My big concern is that you must get all the water out before you seal it up. I really can't tell you how without seeing the boat in person but do your absolute best to ensure it is dry between the hull and the liner. Once you think you got it dry, repeat your process again and then patch.


----------



## Hightide03 (Nov 7, 2019)

I have this same hull and have also had this same repair done. You may want to drill an access port topside to check the foam for saturation. Does it sit a little lower in the stern than you think it should? My stringers ended up turning black because water was trapped inside the hull and found its way forward. I am in the process of re-building my floor right now.


----------



## DuckNut (Apr 3, 2009)

Hightide03 said:


> I have this same hull and have also had this same repair done. You may want to drill an access port topside to check the foam for saturation. Does it sit a little lower in the stern than you think it should? My stringers ended up turning black because water was trapped inside the hull and found its way forward. I am in the process of re-building my floor right now.


The interior of the stringer (let's say its wood) is only there as a form to build glass around. The glass is the stringer, not what is in the middle of it.

There is a high profile super go fast boat company that uses wood to form the stringers. They lay the glass on the outside of the wood forms and before capping it they remove the wood and leave the cavity hollow. This is on boats that go way over 100mph.


----------



## Hightide03 (Nov 7, 2019)

DuckNut said:


> The interior of the stringer (let's say its wood) is only there as a form to build glass around. The glass is the stringer, not what is in the middle of it.
> 
> There is a high profile super go fast boat company that uses wood to form the stringers. They lay the glass on the outside of the wood forms and before capping it they remove the wood and leave the cavity hollow. This is on boats that go way over 100mph.


Yes, my stringers were glassed. Unfortunately they de-laminated in a few areas and the wood became saturated with saltwater for months. They are still solid for the most part but while I am re-doing the floor I might as well replace the stringers with composite materials.


----------



## Hightide03 (Nov 7, 2019)

You can see the inspection port I drilled in the first picture. That foam was completely soaked. In the second you can see where I tried to patch the hull years prior.


----------



## BenJam (Nov 14, 2020)

DuckNut said:


> Successively LARGER 6 oz fiberglass and EPOXY.
> 
> You got the process down.
> 
> My big concern is that you must get all the water out before you seal it up. I really can't tell you how without seeing the boat in person but do your absolute best to ensure it is dry between the hull and the liner. Once you think you got it dry, repeat your process again and then patch.

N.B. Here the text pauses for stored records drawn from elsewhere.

PR #3015, opened 2022-02-16
Update golangci-lint to latest version

cfergeau:
This also changes the way golangci-lint is installed when it's not available.


cfergeau:
`ci/prow/images` fails with
```
 go install github.com/golangci/golangci-lint/cmd/golangci-lint@v1.44.0: cannot query module due to -mod=vendor 
```
I'll need to investigate this ^^

praveenkumar:
> I'll need to investigate this ^^

May be an older version of go in prow CI side.

PR #3016, opened 2022-02-16
rpm: Add support for building crc linux releases using rpmbuild

cfergeau:
At the moment, linux releases are built on a crc-specific jenkins instance. This PR improves the rpm spec file in crc source so that it can be used to generate a linux release tarball.
It also builds windows/macos binaries with the proper release flags, which could then be reused in the build process for their respective installers.

PR #3022, opened 2022-02-18
Supersede for PR #3016

praveenkumar:
This PR supersede #3016 to check if openshift CI now successfully build.

/hold


cfergeau (commented):
For the record, I don't think `Testdata: Change the directory permission to 775`  has an impact on the CI issue, as it only changes file permissions from 0644 to 0755, it does not change the permissions of the testdata directory.
The next commit changing `release` to `linux-release` is the actual fix. `go test ./pkg/compress` causes the permissions of `testdata` to change to 0700, and switching from `release` to `linux-release` removes a `make check`, which would trigger the permission changes.

PR #3025, opened 2022-02-21
CI: Add integration test binary to final image

praveenkumar:
We should directly use integration test binary against the built
crc binary to perform the integration test on the openshift CI. Instead
of dumping the complete crc directory to final image and running `make
release`.

With this commit I am not removing the old crc directory dump to make
sure CI is green and then on openshift/release repo we can use this to
make sure it works with e2e test binary.


praveenkumar:
/close

looks like the binary still needs feature files.

PR #3027, opened 2022-02-22
RFC: Switch from appveyor/circleci to github actions

cfergeau:
This PR replaces the appveyor windows builds and circle ci macos/docs builds with github actions which provide builders for all 3 platforms.
Sample run can be found at https://github.com/cfergeau/crc/actions
There are some follow-up improvements which can be made (see if common yaml between the multiple action files can be shared, export the linux rpms as artifacts, ...), but this PR is already provided enough functionality to replace circleci/appveyor.


cfergeau:
The Windows failures are caused by a mismatch between \ and / during `make lint`, `$GOPATH` contains `\`, when running `golangci-lint`, we append `/bin/golangci-lint`, and the added `/` are not parsed as a path separator, so the path points to a non-existent path, and the build errors out.

anjannath:
i was thinking maybe drop the removal commit (https://github.com/code-ready/crc/pull/3027/commits/74b631d7377567b4101f12d1f7b0ea4544f387f2) from this PR and create another PR for the removal of appveyor/circle ci, that way, we merge this PR give it some time then remove the existing ones ?

.github/workflows/publish-docs.yml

Nice, thanks for that clarification of the order of the cloth pieces. As for drying, I've got the boat inclined for drainage out the back, been that way for about a week. Foam and laminate seem dry to me, but I'll keep it drying for a few more days just to make sure. Dry winter air should help with that. However, this hull has a drainage hole from the inner hull to the back transom well (that's how I noticed the leak in the first place, water was coming in through the hull crack and flowing out into the transom well). So, water can still get into the hull through the reverse process, collecting in the well and then flowing into the hull through the drainage hole. I imagine this was part of the design, but it seems a lot of people are worried about getting the foam wet and waterlogged, so not sure how to avoid that without plugging that drainage hole. I'll assume the foam is closed cell and can get wet by design, but make sure everything is dry for that actual patching process. 



Thanks again DuckNut


----------



## BenJam (Nov 14, 2020)

Hightide03 said:


> I have this same hull and have also had this same repair done. You may want to drill an access port topside to check the foam for saturation. Does it sit a little lower in the stern than you think it should? My stringers ended up turning black because water was trapped inside the hull and found its way forward. I am in the process of re-building my floor right now.

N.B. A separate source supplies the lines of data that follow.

PR #3047, opened 2022-03-04
[Integration] Remove unzip and also make use of bundle parameter for setup command

praveenkumar:


test/e2e/crcsuite/crcsuite.go
```diff
@@ -23,13 +23,13 @@ import (
...
-	CRCHome        string
-	CRCExecutable  string
-	bundleEmbedded bool
-	bundleName     string
-	bundleLocation string
-	pullSecretFile string
-	cleanupHome    bool
+	CRCHome                   string
+	CRCExecutable             string
+	bundleDownloadedAutomatic bool
```
jsliacan, line 28: Not sure about the name of this variable. `bundleDownloadAutomatic`, or `defaultBundle` or inverting true/false values with `userProvidedBundle` might be more intuitive.

test/e2e/crcsuite/crcsuite.go
```diff
@@ -114,10 +116,10 @@ func FeatureContext(s *godog.Suite) {
 
 		if bundleLocation == "" {
 			fmt.Println("Expecting the bundle to be embedded in the CRC executable.")
```
jsliacan, line 118: We should change this printout too (or remove it, although it's useful if stuff goes wrong to know what was "expected" without reading any code).

test/e2e/crcsuite/crcsuite.go
```diff
@@ -375,12 +377,27 @@ func StartCRCWithDefaultBundleSucceedsOrFails(expected string) error {
 	return err
 }
 
+func RunCRCSetupSucceedsOrFails(expected string) error {
```
jsliacan, line 380: Wouldn't it be simpler to, instead of this new function and a pattern matching cucumber expression, just insert something like the following 
```go
if !bundleDownloadedAutomatic && (command == "setup" || command == "start") {
	command = fmt.Sprintf("%s -b %s", command, bundleLocation)
}
```
above this line: https://github.com/code-ready/crc/blob/ff5d17656d1677301b42b78297e18e98f4a4618a/test/e2e/crcsuite/crcsuite.go#L427
Then we'd require only a handful of 1-word changes in the feature files.

test/integration/testsuite_test.go
```diff
@@ -54,13 +53,9 @@ var _ = BeforeSuite(func() {
...
 	Expect(err).NotTo(HaveOccurred())
 
-	// bundle location
-	bundlePath = "embedded"
-	if !versionInfo.Embedded {
-		bundlePath = os.Getenv("BUNDLE_PATH") // this env var should contain location of bundle or string "embedded"
-		if bundlePath != "embedded" {         // if real bundle
-			Expect(bundlePath).To(BeAnExistingFile())
-		}
+	bundlePath = os.Getenv("BUNDLE_PATH") // this env var should contain location of bundle or string "embedded"
```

Thanks for that, I've heard this concern before. My hull seems a little different than what you posted, but point taken. As I responded to DuckNut, the hull has a built in drainage hole from the hull interior to the splash well in the transom, so it seems like it was designed to allow water to flow from the hull interior to the well (and vice-a-versa). I'll keep this foam waterlogging issue in mind though, thanks.


----------



## Hightide03 (Nov 7, 2019)

BenJam said:


> Thanks for that, I've heard this concern before. My hull seems a little different than what you posted, but point taken. As I responded to DuckNut, the hull has a built in drainage hole from the hull interior to the splash well in the transom, so it seems like it was designed to allow water to flow from the hull interior to the well (and vice-a-versa). I'll keep this foam waterlogging issue in mind though, thanks.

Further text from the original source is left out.